From the line with "No worries I" to the final line of the records, reproduce every line exactly and only those lines.

Collected data entries →
====

PR #4678, opened 2024-08-28
Change ports to not conflict with mac airplay

nabramow:
There's a [known issue on some macs with port 5000 being used for Airplay](https://archive.md/YhxlX). This was causing an error when I tried to spin the docker containers up.

I confirmed this was the problem by turning the Airplay Receiver off, running `docker-compose up` and it works. Turn it back on and it fails again. The setting on mac is here:

Screenshot 2024-08-27 at 11 11 50 PM

**TO TEST:**
- `docker-compose down`
- `docker-compose up --build`
- Go to `http://localhost:3000/`
- If it runs, nothing is broken! The error happened when running `docker-compose up` so if we get past that all is good. :-)

**Backend checklist**
- [N/A ] Added tests for any new code or added a regression test if fixing a bug
- [ x ] All tests pass

**Web frontend checklist**
- [ ] All tests pass


aapeliv:
There's a couple other places you'll need to update the port, I think all these hits that are not hidden should be updated:

Screenshot from 2024-08-28 09-59-10

nabramow:
> There's a couple other places you'll need to update the port, I think all these hits that are not hidden should be updated:
> 
> Screenshot from 2024-08-28 09-59-10

Ooo good catch! Question. For the test ones is there a reason they're not referencing the .env var and use a manual reference?

I guess because it's not set to switch the vars out for the different environments?

aapeliv:
> Ooo good catch! Question. For the test ones is there a reason they're not referencing the .env var and use a manual reference?

The test env vars are set in `test_fixtures.py`. Writing out the full URLs in the test is clearer and easier to check IMO, compared to constructing the URL using the env vars. But I guess this comes down very much to preference!

aapeliv:
I mean you could leave the tests as-is, but I think it's better to be consistent with the ports, that way when people read it it's easier to connect different things.

nabramow:
> I mean you could leave the tests as-is, but I think it's better to be consistent with the ports, that way when people read it it's easier to connect different things.

No worries I changed them out. I think for now not a big deal. I was just used to it the other way lol.

app/media/Dockerfile
```diff
@@ -19,4 +19,4 @@ ENV MEDIA_UPLOAD_LOCATION="/uploads"
 ARG version
 ENV VERSION=$version
 
-CMD cd src && uwsgi --http 0.0.0.0:5000 --wsgi-file media/server.py --callable app
+CMD cd src && uwsgi --http 0.0.0.0:5001 --wsgi-file media/server.py --callable app
```
nabramow, line 22: I was a liiiiitle unsure about this one so just flagging it. Since it says media/server and I changed that env var I think I wanna change this too?

aapeliv: Yep! This tells the media server to actually run on that port

nabramow:
@aapeliv You happy to approve this? I think I got all the ports now!

aapeliv (approved):
Yep, think you got them all :D

LGTM!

====

TASK OUTPUT →
No worries I changed them out. I think for now not a big deal. I was just used to it the other way lol.

app/media/Dockerfile
```diff
@@ -19,4 +19,4 @@ ENV MEDIA_UPLOAD_LOCATION="/uploads"
 ARG version
 ENV VERSION=$version
 
-CMD cd src && uwsgi --http 0.0.0.0:5000 --wsgi-file media/server.py --callable app
+CMD cd src && uwsgi --http 0.0.0.0:5001 --wsgi-file media/server.py --callable app
```
nabramow, line 22: I was a liiiiitle unsure about this one so just flagging it. Since it says media/server and I changed that env var I think I wanna change this too?

aapeliv: Yep! This tells the media server to actually run on that port

nabramow:
@aapeliv You happy to approve this? I think I got all the ports now!

aapeliv (approved):
Yep, think you got them all :D

LGTM!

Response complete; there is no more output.